In a 9-year-old boy, born of consanguineous Italian parents, with CASVDD manifest as epileptic encephalopathy, Pippucci et al. (2013) identified a homozygous frameshift mutation in the CACNA2D2 gene (607082.0002). The mutation, which was found by whole-exome sequencing and confirmed by Sanger sequencing, segregated with the disorder in the family. Patient muscle cells showed almost absent CACNA2D2 protein levels (less than 3% of controls). Genetic analysis also identified a homozygous missense variant in the CELSR3 gene (G2136D; 604264.0002) that segregated with the disorder in the family. However, calculation of statistical significance of the CELSR3 variant suggested that it was likely an incidental finding. Pippucci et al. (2013) noted the phenotypic similarities to the 'ducky' mouse (see ANIMAL MODEL).

In a 5-year-old boy, born of unrelated parents, with CASVDD, Butler et al. (2018) identified compound heterozygous missense mutations at highly conserved residues in the CACNA2D2 gene (P261L, 607082.0003 and L1046P, 607082.0004). The mutations, which were found by whole-exome sequencing and confirmed by Sanger sequencing, segregated with the disorder in the family. Functional studies of the variants and studies of patient cells were not performed. The patient also carried a heterozygous missense variant in the CELSR3 gene (Q1758R) that is common in the general population and thought not to contribute to the phenotype.

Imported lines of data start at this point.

PR #6824, opened 2024-12-09
fix: show correct warning for Dockerfiles in `web-build` and `db-build`

stasadev:
## The Issue

It says `web-entrypoint.d` (but it should say `web-build`), and it doesn't show customizations for `db-build`:

```
$ ddev start
Starting d11... 
Using custom web-entrypoint.d configuration: [
        /home/stas/code/ddev/d11/.ddev/web-build/Dockerfile.test
        /home/stas/code/ddev/d11/.ddev/web-build/pre.Dockerfile
] 
Custom configuration is updated on restart.
If you don't see your custom configuration taking effect, run 'ddev restart'.
```

Fixes it:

In a 20-year-old Portuguese man (patient P12), born of consanguineous parents, with CASVDD, Valence et al. (2019) identified a homozygous splice site mutation in the CACNA2D2 gene (607082.0005). The authors hypothesized that the relatively mild phenotype in this patient may be due to production of significant amounts of the wildtype protein. The mutation, which was found by exome sequencing and confirmed by Sanger sequencing, segregated with the disorder in the family. The patient was from a cohort of 20 probands from consanguineous families with cerebellar ataxia who underwent exome sequencing.

Animal Model

Brodbeck et al. (2002) showed that mice with the 'ducky' (du) mutation, a model for absence epilepsy (see 600131), had a mutation in Cacna2d2 gene. The mutation resulted in the introduction of a premature stop codon and the expression of a truncated protein encoded by the first 3 exons of Cacna2d2, followed by 8 novel amino acids. The shortened mRNA and protein were expressed in mutant mouse cerebellum and Purkinje cells. Brodbeck et al. (2002) detected high expression of the normal protein in cerebellar Purkinje cells, but found that ducky mice had abnormalities in their Purkinje cell dendritic trees. Functional analysis indicated that the mutant Cacna2d2 protein failed to increase or even decreased the peak current density of the voltage-gated Ca(V)2.1 (CACNA1A; 601011)/beta-4 (CACNB4; 601949) channel combination, suggesting that it may contribute to the ducky phenotype.

Brill et al. (2004) identified a recessive mouse phenotype, 'entla,' caused by an in-frame duplication of 39 amino acids in the Cacna2d2 gene, resulting in expression of a full-length, membrane-associated protein, but with loss of the disulfide linkage between the 2 derived proteins. Mutant mice developed ataxia by postnatal day 13 to 15 followed by paroxysmal dyskinesia. The mice showed reduced size and weight, increased mortality before weaning, and female infertility. EEG studies suggested absence epilepsy, with 2- and 4-Hz spike-wave discharges in the cortex and hippocampus. Cerebellar Purkinje cells isolated from mutant mice showed about a 50% reduction in current, as well as a reduction of gabapentin binding to the membrane compared to wildtype and to heterozygous mice. Entla (ent) mice showed no neuroanatomical abnormalities.